Start of DATASET RECORDS

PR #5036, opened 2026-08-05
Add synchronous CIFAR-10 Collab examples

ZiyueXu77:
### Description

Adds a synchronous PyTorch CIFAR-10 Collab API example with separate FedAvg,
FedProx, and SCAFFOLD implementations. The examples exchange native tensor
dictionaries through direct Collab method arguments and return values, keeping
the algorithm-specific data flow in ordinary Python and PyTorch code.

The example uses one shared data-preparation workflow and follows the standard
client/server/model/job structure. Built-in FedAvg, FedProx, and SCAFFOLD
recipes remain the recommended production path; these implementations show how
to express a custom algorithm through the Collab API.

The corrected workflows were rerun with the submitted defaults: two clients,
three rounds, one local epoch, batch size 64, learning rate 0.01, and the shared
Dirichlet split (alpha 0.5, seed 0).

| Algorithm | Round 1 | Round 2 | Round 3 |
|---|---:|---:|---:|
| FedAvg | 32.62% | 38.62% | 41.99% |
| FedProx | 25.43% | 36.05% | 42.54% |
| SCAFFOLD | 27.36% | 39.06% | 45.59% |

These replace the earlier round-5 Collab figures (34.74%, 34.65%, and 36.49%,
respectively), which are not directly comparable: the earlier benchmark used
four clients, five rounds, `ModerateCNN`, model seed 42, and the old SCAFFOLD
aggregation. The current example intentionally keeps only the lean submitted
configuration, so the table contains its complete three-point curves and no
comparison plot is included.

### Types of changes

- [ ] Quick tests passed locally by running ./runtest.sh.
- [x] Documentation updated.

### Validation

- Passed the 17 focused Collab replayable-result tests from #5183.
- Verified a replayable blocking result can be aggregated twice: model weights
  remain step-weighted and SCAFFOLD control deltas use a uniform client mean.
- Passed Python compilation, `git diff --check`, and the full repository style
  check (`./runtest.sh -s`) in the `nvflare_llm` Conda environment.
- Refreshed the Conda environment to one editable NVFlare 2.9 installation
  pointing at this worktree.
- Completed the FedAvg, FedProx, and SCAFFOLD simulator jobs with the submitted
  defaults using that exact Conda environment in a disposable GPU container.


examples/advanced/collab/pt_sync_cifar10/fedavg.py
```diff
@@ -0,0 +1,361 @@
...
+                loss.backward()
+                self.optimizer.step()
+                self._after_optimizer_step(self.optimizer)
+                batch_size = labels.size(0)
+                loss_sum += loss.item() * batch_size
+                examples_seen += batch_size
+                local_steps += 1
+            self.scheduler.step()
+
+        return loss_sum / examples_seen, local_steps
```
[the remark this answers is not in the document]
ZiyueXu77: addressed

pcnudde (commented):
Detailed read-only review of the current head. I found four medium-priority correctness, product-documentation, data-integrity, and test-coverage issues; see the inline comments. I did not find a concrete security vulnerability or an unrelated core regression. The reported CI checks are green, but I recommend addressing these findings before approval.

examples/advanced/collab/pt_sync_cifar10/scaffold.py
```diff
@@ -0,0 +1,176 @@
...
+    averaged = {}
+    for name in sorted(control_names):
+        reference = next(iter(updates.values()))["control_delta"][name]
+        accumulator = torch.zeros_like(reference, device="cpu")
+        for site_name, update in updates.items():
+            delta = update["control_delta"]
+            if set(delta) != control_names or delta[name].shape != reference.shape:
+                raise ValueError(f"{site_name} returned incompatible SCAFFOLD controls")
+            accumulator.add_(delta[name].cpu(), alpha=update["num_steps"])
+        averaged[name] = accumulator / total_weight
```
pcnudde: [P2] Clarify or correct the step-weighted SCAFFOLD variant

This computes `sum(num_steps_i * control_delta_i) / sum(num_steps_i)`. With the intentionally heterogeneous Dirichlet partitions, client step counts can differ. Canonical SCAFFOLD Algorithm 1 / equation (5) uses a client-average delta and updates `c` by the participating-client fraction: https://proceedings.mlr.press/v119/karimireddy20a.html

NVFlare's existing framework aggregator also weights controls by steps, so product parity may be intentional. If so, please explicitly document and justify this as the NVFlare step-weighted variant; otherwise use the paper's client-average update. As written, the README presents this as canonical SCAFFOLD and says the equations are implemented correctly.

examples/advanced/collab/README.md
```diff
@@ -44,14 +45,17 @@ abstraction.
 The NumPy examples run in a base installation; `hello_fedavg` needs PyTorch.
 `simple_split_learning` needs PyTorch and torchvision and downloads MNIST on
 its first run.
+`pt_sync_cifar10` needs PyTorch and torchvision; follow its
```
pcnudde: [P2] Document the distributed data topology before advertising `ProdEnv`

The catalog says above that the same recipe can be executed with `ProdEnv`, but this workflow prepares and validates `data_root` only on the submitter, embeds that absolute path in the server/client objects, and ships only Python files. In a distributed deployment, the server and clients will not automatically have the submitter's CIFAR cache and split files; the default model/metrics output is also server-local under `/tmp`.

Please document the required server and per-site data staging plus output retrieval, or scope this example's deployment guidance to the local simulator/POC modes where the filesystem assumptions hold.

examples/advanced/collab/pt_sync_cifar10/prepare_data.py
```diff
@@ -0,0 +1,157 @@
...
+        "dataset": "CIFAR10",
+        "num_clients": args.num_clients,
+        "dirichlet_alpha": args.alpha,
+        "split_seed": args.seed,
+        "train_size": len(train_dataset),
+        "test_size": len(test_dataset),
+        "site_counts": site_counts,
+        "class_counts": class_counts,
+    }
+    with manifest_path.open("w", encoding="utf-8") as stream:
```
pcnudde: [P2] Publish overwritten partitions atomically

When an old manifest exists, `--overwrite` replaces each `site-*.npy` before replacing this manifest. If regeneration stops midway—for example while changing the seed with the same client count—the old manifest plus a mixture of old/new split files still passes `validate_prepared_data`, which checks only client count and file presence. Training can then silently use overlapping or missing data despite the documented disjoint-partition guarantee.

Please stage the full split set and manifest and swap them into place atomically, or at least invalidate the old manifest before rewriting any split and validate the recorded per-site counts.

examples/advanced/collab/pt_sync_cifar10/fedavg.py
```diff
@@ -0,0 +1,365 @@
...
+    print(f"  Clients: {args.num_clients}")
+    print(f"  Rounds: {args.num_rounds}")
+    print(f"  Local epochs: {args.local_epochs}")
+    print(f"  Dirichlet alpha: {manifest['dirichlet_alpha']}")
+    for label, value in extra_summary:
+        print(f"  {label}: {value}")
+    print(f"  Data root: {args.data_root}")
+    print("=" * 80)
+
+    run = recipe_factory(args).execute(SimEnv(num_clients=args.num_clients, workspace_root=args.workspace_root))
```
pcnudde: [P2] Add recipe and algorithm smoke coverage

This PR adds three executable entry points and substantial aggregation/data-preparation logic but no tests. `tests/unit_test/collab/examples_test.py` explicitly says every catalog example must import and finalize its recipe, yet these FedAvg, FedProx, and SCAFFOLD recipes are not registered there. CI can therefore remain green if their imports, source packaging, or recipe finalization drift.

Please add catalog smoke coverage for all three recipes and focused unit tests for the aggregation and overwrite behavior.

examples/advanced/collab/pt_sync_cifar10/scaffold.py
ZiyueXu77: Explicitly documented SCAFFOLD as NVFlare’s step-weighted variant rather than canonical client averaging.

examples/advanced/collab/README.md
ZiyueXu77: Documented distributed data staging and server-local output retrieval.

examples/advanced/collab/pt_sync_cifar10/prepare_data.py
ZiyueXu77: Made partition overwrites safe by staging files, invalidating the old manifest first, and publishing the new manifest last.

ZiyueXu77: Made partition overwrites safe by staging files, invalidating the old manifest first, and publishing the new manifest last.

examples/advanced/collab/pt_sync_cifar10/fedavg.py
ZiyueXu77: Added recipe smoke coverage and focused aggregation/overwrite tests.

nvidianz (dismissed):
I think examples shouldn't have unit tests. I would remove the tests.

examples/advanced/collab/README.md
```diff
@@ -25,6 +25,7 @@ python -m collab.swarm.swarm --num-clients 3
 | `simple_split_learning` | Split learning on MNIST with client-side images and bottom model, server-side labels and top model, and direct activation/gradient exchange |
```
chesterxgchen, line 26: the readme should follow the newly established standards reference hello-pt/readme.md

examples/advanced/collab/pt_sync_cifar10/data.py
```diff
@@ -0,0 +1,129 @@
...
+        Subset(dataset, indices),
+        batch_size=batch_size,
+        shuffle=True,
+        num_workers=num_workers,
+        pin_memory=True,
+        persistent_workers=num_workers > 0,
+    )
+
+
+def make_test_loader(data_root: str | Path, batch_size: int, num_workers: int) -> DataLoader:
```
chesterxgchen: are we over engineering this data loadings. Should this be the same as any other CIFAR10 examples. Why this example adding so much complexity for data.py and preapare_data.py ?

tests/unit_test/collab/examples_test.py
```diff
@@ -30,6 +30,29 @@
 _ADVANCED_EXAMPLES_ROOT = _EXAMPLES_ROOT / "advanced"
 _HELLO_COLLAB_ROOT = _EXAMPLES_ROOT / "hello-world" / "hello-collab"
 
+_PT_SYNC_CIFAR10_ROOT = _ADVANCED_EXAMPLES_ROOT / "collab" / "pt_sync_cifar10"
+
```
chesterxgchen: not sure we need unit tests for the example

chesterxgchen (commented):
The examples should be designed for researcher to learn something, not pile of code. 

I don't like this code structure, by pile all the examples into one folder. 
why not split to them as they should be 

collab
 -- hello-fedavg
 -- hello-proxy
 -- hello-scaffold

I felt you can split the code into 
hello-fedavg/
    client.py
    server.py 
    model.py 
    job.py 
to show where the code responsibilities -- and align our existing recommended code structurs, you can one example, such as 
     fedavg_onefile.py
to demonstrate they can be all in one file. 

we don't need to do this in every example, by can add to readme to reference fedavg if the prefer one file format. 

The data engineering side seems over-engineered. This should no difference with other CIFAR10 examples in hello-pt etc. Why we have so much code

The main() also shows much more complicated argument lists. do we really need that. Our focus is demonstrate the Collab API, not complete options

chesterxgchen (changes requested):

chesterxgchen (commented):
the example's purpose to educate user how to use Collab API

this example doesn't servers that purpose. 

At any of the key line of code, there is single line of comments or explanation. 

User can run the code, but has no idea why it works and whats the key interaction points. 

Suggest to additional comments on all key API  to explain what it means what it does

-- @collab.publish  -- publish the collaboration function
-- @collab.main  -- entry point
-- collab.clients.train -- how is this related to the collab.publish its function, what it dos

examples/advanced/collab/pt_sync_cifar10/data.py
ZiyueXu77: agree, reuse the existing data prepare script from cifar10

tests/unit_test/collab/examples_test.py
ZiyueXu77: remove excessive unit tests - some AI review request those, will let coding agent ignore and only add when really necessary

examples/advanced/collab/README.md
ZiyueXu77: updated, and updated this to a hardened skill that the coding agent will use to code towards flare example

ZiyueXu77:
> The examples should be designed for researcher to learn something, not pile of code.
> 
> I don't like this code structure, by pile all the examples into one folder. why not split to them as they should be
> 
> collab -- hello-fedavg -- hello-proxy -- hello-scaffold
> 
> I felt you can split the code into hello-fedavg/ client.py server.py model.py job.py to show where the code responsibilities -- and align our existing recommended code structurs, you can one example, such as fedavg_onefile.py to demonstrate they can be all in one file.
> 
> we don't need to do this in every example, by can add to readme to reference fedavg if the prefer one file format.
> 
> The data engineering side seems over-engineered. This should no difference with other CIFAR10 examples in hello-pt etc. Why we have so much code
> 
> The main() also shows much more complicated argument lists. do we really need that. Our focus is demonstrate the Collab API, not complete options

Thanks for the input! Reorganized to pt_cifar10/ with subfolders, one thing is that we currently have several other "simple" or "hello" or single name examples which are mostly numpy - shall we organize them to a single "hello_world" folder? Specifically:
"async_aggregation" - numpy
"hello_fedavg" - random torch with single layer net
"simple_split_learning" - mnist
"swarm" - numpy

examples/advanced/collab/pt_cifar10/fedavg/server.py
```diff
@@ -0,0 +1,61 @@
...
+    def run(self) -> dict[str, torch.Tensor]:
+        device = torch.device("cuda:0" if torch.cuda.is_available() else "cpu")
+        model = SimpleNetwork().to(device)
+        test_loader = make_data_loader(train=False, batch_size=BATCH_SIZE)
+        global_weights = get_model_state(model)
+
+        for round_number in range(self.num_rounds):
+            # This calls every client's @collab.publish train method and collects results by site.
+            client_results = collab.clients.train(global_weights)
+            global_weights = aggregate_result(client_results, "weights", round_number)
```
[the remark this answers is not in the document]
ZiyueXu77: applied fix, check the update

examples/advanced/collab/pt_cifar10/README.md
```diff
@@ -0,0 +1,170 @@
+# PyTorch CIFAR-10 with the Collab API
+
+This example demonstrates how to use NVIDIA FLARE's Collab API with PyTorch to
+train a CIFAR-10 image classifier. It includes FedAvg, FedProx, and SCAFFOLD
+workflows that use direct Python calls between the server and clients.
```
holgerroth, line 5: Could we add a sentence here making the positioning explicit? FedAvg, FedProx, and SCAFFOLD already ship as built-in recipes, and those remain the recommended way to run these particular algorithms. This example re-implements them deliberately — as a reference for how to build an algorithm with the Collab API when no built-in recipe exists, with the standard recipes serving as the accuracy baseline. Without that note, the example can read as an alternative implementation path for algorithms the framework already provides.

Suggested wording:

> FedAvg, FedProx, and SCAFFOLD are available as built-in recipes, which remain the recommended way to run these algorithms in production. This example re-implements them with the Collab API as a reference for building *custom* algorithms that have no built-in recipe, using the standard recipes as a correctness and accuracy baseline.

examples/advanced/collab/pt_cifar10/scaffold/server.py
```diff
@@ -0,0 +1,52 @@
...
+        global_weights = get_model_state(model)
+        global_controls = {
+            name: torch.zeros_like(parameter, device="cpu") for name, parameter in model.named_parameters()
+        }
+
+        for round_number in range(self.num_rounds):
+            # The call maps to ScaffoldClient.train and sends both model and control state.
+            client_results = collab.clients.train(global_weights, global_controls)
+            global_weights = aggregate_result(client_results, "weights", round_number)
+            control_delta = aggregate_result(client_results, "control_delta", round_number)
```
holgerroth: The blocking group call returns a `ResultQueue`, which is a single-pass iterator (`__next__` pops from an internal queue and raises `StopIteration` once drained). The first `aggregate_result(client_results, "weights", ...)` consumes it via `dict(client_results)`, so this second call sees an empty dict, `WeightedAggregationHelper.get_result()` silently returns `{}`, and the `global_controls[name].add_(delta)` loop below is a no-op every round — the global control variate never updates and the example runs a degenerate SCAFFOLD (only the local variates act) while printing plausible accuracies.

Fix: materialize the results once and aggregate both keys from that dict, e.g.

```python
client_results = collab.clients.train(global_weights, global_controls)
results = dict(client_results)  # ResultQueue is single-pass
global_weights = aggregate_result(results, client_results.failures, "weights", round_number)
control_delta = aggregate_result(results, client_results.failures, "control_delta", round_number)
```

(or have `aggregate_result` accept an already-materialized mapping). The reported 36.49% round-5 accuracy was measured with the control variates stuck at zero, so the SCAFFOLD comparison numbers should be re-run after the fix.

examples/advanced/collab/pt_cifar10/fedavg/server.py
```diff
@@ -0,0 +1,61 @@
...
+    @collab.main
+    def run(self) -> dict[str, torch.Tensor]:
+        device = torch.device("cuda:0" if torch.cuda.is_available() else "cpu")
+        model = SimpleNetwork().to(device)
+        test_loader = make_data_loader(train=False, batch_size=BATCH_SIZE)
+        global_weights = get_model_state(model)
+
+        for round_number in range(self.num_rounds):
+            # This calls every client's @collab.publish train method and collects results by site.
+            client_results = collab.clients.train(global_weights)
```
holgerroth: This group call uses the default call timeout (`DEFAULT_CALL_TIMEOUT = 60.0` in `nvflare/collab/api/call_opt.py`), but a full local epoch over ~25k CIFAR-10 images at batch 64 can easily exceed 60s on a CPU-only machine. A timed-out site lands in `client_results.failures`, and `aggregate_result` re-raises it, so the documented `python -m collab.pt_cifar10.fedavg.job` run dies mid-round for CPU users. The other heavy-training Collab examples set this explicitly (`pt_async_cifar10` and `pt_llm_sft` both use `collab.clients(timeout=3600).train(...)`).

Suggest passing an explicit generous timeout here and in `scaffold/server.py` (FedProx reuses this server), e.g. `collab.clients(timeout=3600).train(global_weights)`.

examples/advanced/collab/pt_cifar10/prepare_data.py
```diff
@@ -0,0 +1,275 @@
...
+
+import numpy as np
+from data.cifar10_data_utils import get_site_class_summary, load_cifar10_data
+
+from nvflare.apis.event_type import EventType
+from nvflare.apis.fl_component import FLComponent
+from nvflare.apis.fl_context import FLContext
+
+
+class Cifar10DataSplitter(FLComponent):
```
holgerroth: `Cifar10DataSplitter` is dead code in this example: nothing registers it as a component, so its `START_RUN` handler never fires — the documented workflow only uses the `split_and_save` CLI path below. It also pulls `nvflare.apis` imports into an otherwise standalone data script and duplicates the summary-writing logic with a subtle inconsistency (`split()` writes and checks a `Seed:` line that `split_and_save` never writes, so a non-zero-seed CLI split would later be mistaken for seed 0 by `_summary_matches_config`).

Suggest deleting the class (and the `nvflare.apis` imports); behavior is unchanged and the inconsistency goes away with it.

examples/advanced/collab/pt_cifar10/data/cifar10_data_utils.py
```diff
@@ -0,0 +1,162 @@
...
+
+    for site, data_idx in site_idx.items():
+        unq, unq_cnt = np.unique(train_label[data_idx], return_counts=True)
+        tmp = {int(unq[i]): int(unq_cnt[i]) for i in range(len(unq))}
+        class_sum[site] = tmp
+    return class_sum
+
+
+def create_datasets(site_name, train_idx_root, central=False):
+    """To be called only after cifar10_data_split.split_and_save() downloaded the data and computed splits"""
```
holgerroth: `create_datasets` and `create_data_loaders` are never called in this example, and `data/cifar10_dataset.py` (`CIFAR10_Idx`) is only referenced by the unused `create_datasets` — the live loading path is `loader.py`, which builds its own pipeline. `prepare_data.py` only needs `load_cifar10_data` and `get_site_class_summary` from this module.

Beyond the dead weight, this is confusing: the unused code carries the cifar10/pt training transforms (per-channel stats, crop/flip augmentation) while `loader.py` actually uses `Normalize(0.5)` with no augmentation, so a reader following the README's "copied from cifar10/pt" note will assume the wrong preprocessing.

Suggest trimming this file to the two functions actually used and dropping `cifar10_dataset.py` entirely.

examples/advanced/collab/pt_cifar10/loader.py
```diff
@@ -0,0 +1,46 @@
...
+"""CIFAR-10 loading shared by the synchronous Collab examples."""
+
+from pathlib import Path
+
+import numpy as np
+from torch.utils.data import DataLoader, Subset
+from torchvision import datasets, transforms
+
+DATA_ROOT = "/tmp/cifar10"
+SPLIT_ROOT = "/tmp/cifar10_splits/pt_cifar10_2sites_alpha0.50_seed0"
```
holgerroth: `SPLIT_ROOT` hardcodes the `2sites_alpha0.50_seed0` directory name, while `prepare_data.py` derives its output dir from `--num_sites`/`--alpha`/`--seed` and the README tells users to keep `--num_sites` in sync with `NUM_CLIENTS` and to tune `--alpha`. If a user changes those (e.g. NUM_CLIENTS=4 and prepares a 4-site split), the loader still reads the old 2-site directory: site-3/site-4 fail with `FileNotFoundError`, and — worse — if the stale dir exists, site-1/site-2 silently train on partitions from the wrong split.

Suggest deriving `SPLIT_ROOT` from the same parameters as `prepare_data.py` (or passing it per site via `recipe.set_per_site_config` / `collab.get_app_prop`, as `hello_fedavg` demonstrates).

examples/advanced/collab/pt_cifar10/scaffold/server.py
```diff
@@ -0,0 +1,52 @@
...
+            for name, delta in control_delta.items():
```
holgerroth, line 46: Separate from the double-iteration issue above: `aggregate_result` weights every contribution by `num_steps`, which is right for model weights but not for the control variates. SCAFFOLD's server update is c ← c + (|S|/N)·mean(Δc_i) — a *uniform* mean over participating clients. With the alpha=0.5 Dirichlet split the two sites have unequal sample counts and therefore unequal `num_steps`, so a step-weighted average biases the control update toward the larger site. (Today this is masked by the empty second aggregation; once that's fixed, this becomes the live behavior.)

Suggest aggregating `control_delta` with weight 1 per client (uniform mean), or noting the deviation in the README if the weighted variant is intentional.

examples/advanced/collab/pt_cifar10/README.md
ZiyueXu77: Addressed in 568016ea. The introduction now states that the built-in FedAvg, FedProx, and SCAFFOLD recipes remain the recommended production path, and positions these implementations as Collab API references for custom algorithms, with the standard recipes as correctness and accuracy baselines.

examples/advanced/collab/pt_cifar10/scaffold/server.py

End of DATASET RECORDS

Copy out, exactly and alone, the lines of the entries above between the ones holding "User can run" and "-- collab.clients.train -- how", inclusive.

> SOLUTION FOR THIS EXERCISE
User can run the code, but has no idea why it works and whats the key interaction points. 

Suggest to additional comments on all key API  to explain what it means what it does

-- @collab.publish  -- publish the collaboration function
-- @collab.main  -- entry point
-- collab.clients.train -- how is this related to the collab.publish its function, what it dos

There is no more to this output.